Results from the TNO Black-box reliability challenge


The Black-box reliability benchmark was organized by TNO (Netherlands) under the lead of @rozsasarpi in the second part of 2019. It consists of a set of test reliability problems, for which the limit state function is not known to the user. The user can only run each function distantly on a server for a limited number of times. The server also counts the number of calls to the limit state function. The goal of the benchmark was to compare different methods used by different research groups in terms of accuracy (closeness to a reference solution) and efficiency (minimal number of calls to the limit state functions).

The Chair of Risk, Safety and Uncertainty Quantification participated in the benchmark and solved 26 different reliability problems, whose detailed definition is given here.
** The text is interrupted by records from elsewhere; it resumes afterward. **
PR #17, opened 2024-05-30
HOUSNAV-11: Add unit tests to pipeline

laurenrevere:
Adds a unit test run to pipeline before building in docker.

Builds on all PRs as well as on main.


clay-comer-wt (approved):
Nice! LGTM

PR #19, opened 2024-05-30
HOUSNAV-11: Block docker build on unit test failure

laurenrevere:


laurenrevere:
Opened to try to revert merge instead of rebase on main. Handled separately.

PR #21, opened 2024-06-04
HOUSNAV-45: adding code references to walkthrough 9.9.9

nicholaslyon-dt:
**Purpose**
Adding JSON data for each question for the number code of the building code that is references. This is the data needed to accomplish this part of the design for each question:
Screenshot 2024-06-04 at 2 28 35 PM

**Notes**
1. Not all questions will have this, since the intro set of question (P01-P08) don't fully encompass a numbered part of the building code and the SME didn't feel comfortable pointing to one.
2. Actual functionality will come later

### DIFF
--- a/apps/web/components/question/Question.test.tsx
+++ b/apps/web/components/question/Question.test.tsx
@@ -117,7 +117,10 @@ describe("Question", () => {
 
     // add questionCodeReference if it does not exist in questionData
     if (!questionInfo.questionData.questionCodeReference) {
-      questionInfo.questionData.questionCodeReference = "code reference";
+      questionInfo.questionData.questionCodeReference = {
+        displayString: "code reference",
+        codeNumber: "1",
+      };
     }
 
     // mock setQuestion function and render component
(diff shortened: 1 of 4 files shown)


laurenrevere (approved):

apps/web/components/question/Question.test.tsx
```diff
@@ -117,7 +117,10 @@ describe("Question", () => {
 
     // add questionCodeReference if it does not exist in questionData
     if (!questionInfo.questionData.questionCodeReference) {
-      questionInfo.questionData.questionCodeReference = "code reference";
+      questionInfo.questionData.questionCodeReference = {
+        displayString: "code reference",
+        codeNumber: "1",
```
laurenrevere, line 122: Should we check the value of the code reference in the test instead of just that it's there?

nicholaslyon-dt: Good call. Added that expect!

jbook24 (approved):

PR #22, opened 2024-06-04
HOUSNAV-44: adding sections object to walkthrough 9.9.9

nicholaslyon-dt:
**Purpose**
Adding a top level object that denotes the sections of the walkthrough, their titles, and which questions are in each section. This will help construct the side navigation in the future.
I've also added tests to verify 2 things:
Each question that appears in a section actually exists
Each question either appears in a section or is of type "variable"


apps/web/components/walkthrough/Walkthrough.tsx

Nine different research groups have participated anonymously to the benchmark.


In our group, the benchmark was run by @moustapha, who developed a robust approach using PC-Kriging and subset simulation.


The results are nicely summarized here on the official website, in which our team is “User 8”.
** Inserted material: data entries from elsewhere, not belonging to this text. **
PR #24, opened 2024-06-05
HOUSNAV-53: Add PR template

wardm89:
[HOUSNAV-53](https://hous-bssb.atlassian.net/jira/software/c/projects/HOUSNAV/boards/3?selectedIssue=HOUSNAV-53)

## Overview & Purpose

Add PR template to reduce time writing PR descriptions and standardizing PRs enabling faster testing times and "future selves" looking at old PRs to see what changed.

## Summary of Changes

- Adding template to the `.github` directory

### DIFF
--- a/.github/pull_request_template.md
+++ b/.github/pull_request_template.md
@@ -1,0 +1,18 @@
+<!-- You may remove any sections that are not applicable -->
+
+[HOUSNAV-#](https://hous-bssb.atlassian.net/browse/HOUSNAV-#)
+
+## Overview & Purpose
+<!-- Please describe the purpose of your changes. Please also include relevant motivation and context. -->
+
+## Summary of Changes
+<!-- Please include a HIGH LEVEL overview of the code changes. (Added xyz fields to table, modified function to handle x case instead of y case, etc. )  -->
+
+## Side Effects
+<!-- Any possible side effects? Does this change affect features that are not linked to the direct purpose? -->
+
+## Testing
+<!-- Please include steps to test out the changes/fixes if applicable OR context notes to help get env in a state to test-->
+
+## Notes & Resources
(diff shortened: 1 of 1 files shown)


nicholaslyon-dt (approved):

nicholaslyon-dt (changes requested):
Actually, can we get the ticket helper to have a default that matches our JIRA? Make it quicker to fill in?

`[HOUSNAV-10](https://hous-bssb.atlassian.net/browse/HOUSNAV-10)`

nicholaslyon-dt:
Ooo we should also add a question for Testing Notes.

wardm89:
> Ooo we should also add a question for Testing Notes.

The `Notes and Resources` is there any testing notes can go. However I'm fine with breaking that out into a separate section if we really want that additional distinction.

laurenrevere (approved):
Looks good to me! I do think we could make this even shorter if we wanted. 

I don't think we need a specific testing section, but if we did add one I'd combine side effects with notes and add testing at the end.


Update: but @nicholaslyon-dt's format shown here probably will work well as well. https://github.com/bcgov/House-Innovations-HOUSNAV/pull/25

nicholaslyon-dt:
> > Ooo we should also add a question for Testing Notes.
> 
> The `Notes and Resources` is there any testing notes can go. However I'm fine with breaking that out into a separate section if we really want that additional distinction.

I would appreciate breaking it out as I tend to always need to list testing steps and those would just overtake any notes I add. I would think separate is easier to read and write:

Screenshot 2024-06-05 at 1 11 31 PM

Than together:

Screenshot 2024-06-05 at 1 12 19 PM

Thoughts y'all?

wardm89:
I'm good with this as it stands right now. If we come up with any other changes down the line we can update it then.

One thing to note is all the sections aren't necessary so if one doesn't apply just delete it.

nicholaslyon-dt (approved):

In the following plot (taken from the official website), we emphasize the performance of our UQLab approach.

Figure 1: Results of the first set of benchmark problems (component reliability, i.e. single limit state function)

Figure 2: Results of the second set of benchmark problems (system reliability)

For each problem, the reference solution (reliability index \beta) is the black line. Each point with coordinates (number of calls, estimated \beta) correspond to a team participating in the benchmark.
Accurate methods correspond to points on the black line, while efficient methods correspond to the far left points in each subfigure.

We are very happy to observe that our results are very accurate for most problems (except the ones with extremely large reliability indices, i.e. greater than 4). In terms of efficiency, our approach is more (to far more) efficient than the competing methods for a vast majority of the solved problems.


The benchmark was also the occasion for us to develop a new general-purpose module for reliability analysis based on surrogate models and active learning techniques that will be released with the next version of UQLab V1.4. The published results also helped us to identify the problems for which our approach is suboptimal. We’re currently working on it!